*** RECORDS SUPPLIED ***

PR #20742, opened 2018-08-20
Consolidate native dependencies versions

dulmandakh:
This PR tries to consolidate Android native dependencies versions to make it less error prone to version bumps.

Test Plan:
----------
CI is green


ReactAndroid/build.gradle
```diff
@@ -3,10 +3,11 @@
 // This source code is licensed under the MIT license found in the
 // LICENSE file in the root directory of this source tree.
 
-apply plugin: 'com.android.library'
-apply plugin: 'maven'
-
-apply plugin: 'de.undercouch.download'
+plugins {
```
gengjiawen: I think old-fashioned is good and more readable.

dulmandakh:
But this is recommended way and Kotlin DSL compatible. IMHO, Gradle is
recommending to have configuration blocks to make more readable and
performant.

gengjiawen:
Yes, but most project like butter-knife and rxjava use the old-fashioned way. I think kotlin dsl still has a long way to go. Even sqldelight and okio which written in kotlin use the old-fasioned way too https://github.com/square/sqldelight/blob/master/sqldelight-core/build.gradle.

dulmandakh:
Plugins block or configuration blocks in general are recommended way, and
it's more readable. I see no reason to stick with old syntax.

FYI, Kotlin DSL is now 1.0RC3 and will be stable with Gradle 4.10 very
soon. It has superior IDE support and more performant compared to Groovy
DSL.

gengjiawen:
I think the old way is more readable. And adopt to new kotlin dsl we can wait for google officially support it. No need to rush to new syntax since few people using it.

FibreFoX:
Instead of following "other peoples recommendations", does using `plugin`-block fix something? If not, then why change?

dulmandakh:
@hramos please review and merge. plugins block is recommended way to configure Gradle plugins and I found it's used in fresco.

PR #29799, opened 2020-08-28
Removed usage of legacy context API in AppContainer

gittysachin:
## Summary
1/4 of #28103 and closes it.
Remove usage of the legacy context API in AppContainer to get rid of the old React context API.

## Changelog

Run the RNTester app and test the AppContainer example. Also, add a `console.warn` to make sure we get the correct context value.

*** End of RECORDS SUPPLIED ***

• _ASSIGNMENT_
Each entry shown above must be retyped word for word.

• _RESPONSE BOX_
PR #20742, opened 2018-08-20
Consolidate native dependencies versions

dulmandakh:
This PR tries to consolidate Android native dependencies versions to make it less error prone to version bumps.

Test Plan:
----------
CI is green


ReactAndroid/build.gradle
```diff
@@ -3,10 +3,11 @@
 // This source code is licensed under the MIT license found in the
 // LICENSE file in the root directory of this source tree.
 
-apply plugin: 'com.android.library'
-apply plugin: 'maven'
-
-apply plugin: 'de.undercouch.download'
+plugins {
```
gengjiawen: I think old-fashioned is good and more readable.

dulmandakh:
But this is recommended way and Kotlin DSL compatible. IMHO, Gradle is
recommending to have configuration blocks to make more readable and
performant.

gengjiawen:
Yes, but most project like butter-knife and rxjava use the old-fashioned way. I think kotlin dsl still has a long way to go. Even sqldelight and okio which written in kotlin use the old-fasioned way too https://github.com/square/sqldelight/blob/master/sqldelight-core/build.gradle.

dulmandakh:
Plugins block or configuration blocks in general are recommended way, and
it's more readable. I see no reason to stick with old syntax.

FYI, Kotlin DSL is now 1.0RC3 and will be stable with Gradle 4.10 very
soon. It has superior IDE support and more performant compared to Groovy
DSL.

gengjiawen:
I think the old way is more readable. And adopt to new kotlin dsl we can wait for google officially support it. No need to rush to new syntax since few people using it.

FibreFoX:
Instead of following "other peoples recommendations", does using `plugin`-block fix something? If not, then why change?

dulmandakh:
@hramos please review and merge. plugins block is recommended way to configure Gradle plugins and I found it's used in fresco.

PR #29799, opened 2020-08-28
Removed usage of legacy context API in AppContainer

gittysachin:
## Summary
1/4 of #28103 and closes it.
Remove usage of the legacy context API in AppContainer to get rid of the old React context API.

## Changelog

Run the RNTester app and test the AppContainer example. Also, add a `console.warn` to make sure we get the correct context value.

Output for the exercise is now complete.